We evaluated 6547 participants from the Multi-Ethnic Study of Atherosclerosis (MESA) who were initially free of cardiovascular disease. We measured serum FGF-23 using the Kainos immunoassay. The MESA measured left ventricular mass by MRI, coronary calcium by computed tomography, and carotid intima-media thickness by ultrasound. The MESA adjudicated incident heart failure, coronary heart disease, and stroke by medical record review. After adjustment, the highest FGF-23 quartile was associated with an estimated 2.4-g greater left ventricular mass (95% confidence interval, 0.4-4.5 greater) and a 26% greater odds of higher coronary calcium scores (95% confidence interval, 9%-46% greater) compared with the lowest quartile. During 7.5-year follow-up, each 20-pg/mL higher FGF-23 concentration was associated with a 19% greater risk of heart failure (95% confidence interval, 3%-37% greater) and a 14% greater risk of coronary heart disease (95% confidence interval, 1%-28% greater). FGF-23 was not associated with carotid intima-media thickness or stroke.
Higher serum FGF-23 concentrations are associated with subclinical cardiac disease and with new heart failure and coronary disease events, but not with carotid intima-media thickness or stroke. FGF-23 may be a novel cardiovascular risk factor in the general population.
成纤维细胞生长因子 23(FGF-23)是一种磷调节激素,它可直接刺激实验模型中的左心室肥大。FGF-23 在普通人群中心血管疾病发展中的作用尚不清楚。我们在一个大型前瞻性队列中检测了 FGF-23 与主要亚临床和临床心血管疾病结局之间的关联。
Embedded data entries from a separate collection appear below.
PR #807, opened 2016-10-10
Don't immediately return promise within newly created promise

### LINKED ISSUE #804: Omnisharp is stuck at starting phase with nothing happening
This is probable more of an omnisharp error, but I post the problem here you guys probably know better what to do with this.

## Environment data
`dotnet --info` output:

> .NET Command Line Tools (1.0.0-preview2-003131)
> 
> Product Information:
>  Version:            1.0.0-preview2-003131
>  Commit SHA-1 hash:  635cf40e58
> 
> Runtime Environment:
>  OS Name:     ubuntu
>  OS Version:  16.04
>  OS Platform: Linux
>  RID:         ubuntu.16.04-x64

VS Code version: 1.5.3
C# Extension version: 1.4.1
## Steps to reproduce
Try to install on linux with mono flavour and a mono version <4.0.1 (or maybe no mono installed)

## Expected  behavior
An error should be displayed

> Cannot start Omnisharp because Mono version >=4.0.1 is required.

## Actual behavior
No error is displayed, the omnisharp server just hang on startup stage

> Starting OmniSharp server at 10/8/2016, 7:02:23 PM
>     Target: /blah/blah/blah/blah.sln

## How to fix
in out/omnisharp/launcher.js change 

```javascript
// Original code
function launchNixMono(details) {
    return new Promise(function (resolve, reject) {
        return canLaunchMono().then(function () {
            var args = details.args.slice(0); // create copy of details.args
            args.unshift(details.serverPath);
            var process = child_process_1.spawn('mono', args, {
                detached: false,
                cwd: details.cwd
            });
            return resolve({
                process: process,
                command: details.serverPath,
                usingMono: true
            });
        });
    });
}
```

to

```javascript
// Fixed code
function launchNixMono(details) {
    return new Promise(function (resolve, reject) {
        canLaunchMono().then(function () {
            var args = details.args.slice(0); // create copy of details.args
            args.unshift(details.serverPath);
            var process = child_process_1.spawn('mono', args, {
                detached: false,
                cwd: details.cwd
            });
            resolve({
                process: process,
                command: details.serverPath,
                usingMono: true
            });
        }, reject);
    });
}
```
Why are they returning a promise in a promise? I think this is not how es6 Promise works, the callback of the new Promise thing should not return anything. The whole code return things inside its callback it would probably be better to rewrite them.

DustinCampbell:
Fixes #804

### DIFF
--- a/src/omnisharp/launcher.ts
+++ b/src/omnisharp/launcher.ts
@@ -161,21 +161,15 @@ export interface LaunchResult {
 
 export function launchOmniSharp(details: LaunchDetails): Promise<LaunchResult> {
     return new Promise<LaunchResult>((resolve, reject) => {
-        try {
-            launch(details).then(result => {
-                // async error - when target not not ENEOT
-                result.process.on('error', reject);
+        launch(details).then(result => {
+            // async error - when target not not ENEOT
+            result.process.on('error', reject);
 
-                // success after a short freeing event loop
-                setTimeout(function () {
-                    resolve(result);
-                }, 0);
-            }, err => {
-                reject(err);
-            });
-        } catch (err) {
-            reject(err);
-        }
+            // success after a short freeing event loop
+            setTimeout(function () {
+                resolve(result);
+            }, 0);
+        });
     });
 }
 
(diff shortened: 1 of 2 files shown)


src/omnisharp/launcher.ts
```diff
@@ -161,21 +161,15 @@ export interface LaunchResult {
...
-        }
+        launch(details).then(result => {
+            // async error - when target not not ENEOT
+            result.process.on('error', reject);
+
+            // success after a short freeing event loop
+            setTimeout(function () {
+                resolve(result);
+            }, 0);
+        });
```
narf: Is it normal that rejection of launch promise is not handled here?

src/omnisharp/launcher.ts
```diff
@@ -189,34 +183,31 @@ function launch(details: LaunchDetails): Promise<LaunchResult> {
...
-        return resolve({
-            process,
-            command: details.serverPath,
-            usingMono: false
-        });
+    return Promise.resolve({
+        process,
+        command: details.serverPath,
+        usingMono: false
     });
```
narf: Why not putting all the code in a Promise like previously?
Any error there will end up in a throw which is not really what a function returning a promise should do.

src/omnisharp/launcher.ts
DustinCampbell: It's intended that rejection will be propagated to the caller, which is in server.ts [here](https://github.com/OmniSharp/omnisharp-vscode/pull/807/files#diff-f08c23c62ed01212f1e17a9530885a70R302).

src/omnisharp/launcher.ts
DustinCampbell: Any exceptions should ultimately be propagated to the caller in server.ts. The `catch()` there handles all rejections and exceptions.

src/omnisharp/launcher.ts
narf: If there is no reject callback AND the promise is not returned anywhere, I'm quite sure that the error will be silent.

This should be the correct way to bubble the error to the caller:
```
launch(details).then(result => {
    // async error - when target not not ENEOT
    result.process.on('error', reject);

    // success after a short freeing event loop
    setTimeout(function () {
        resolve(result);
    }, 0);
}).catch(reject);
```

我们评估了最初无心血管疾病的动脉粥样硬化多民族研究(MESA)中的 6547 名参与者。我们使用 Kainos 免疫测定法测量血清 FGF-23。MESA 通过 MRI 测量左心室质量,通过计算机断层扫描测量冠状动脉钙,通过超声测量颈动脉内膜中层厚度。MESA 通过病历审查判定心力衰竭、冠心病和中风的发生情况。调整后,与最低四分位数相比,最高四分位数的 FGF-23 与估计的左心室质量增加 2.4g(95%置信区间,0.4-4.5 更大)和冠状动脉钙评分增加 26%(95%置信区间,9%-46% 更大)相关。在 7.5 年的随访期间,FGF-23 每增加 20pg/ml,心力衰竭的风险增加 19%(95%置信区间,3%-37% 更大),冠心病的风险增加 14%(95%置信区间,1%-28% 更大)。FGF-23 与颈动脉内膜中层厚度或中风无关。
较高的血清 FGF-23 浓度与亚临床心脏疾病以及新发心力衰竭和冠心病事件相关,但与颈动脉内膜中层厚度或中风无关。FGF-23 可能是普通人群中的一种新的心血管危险因素。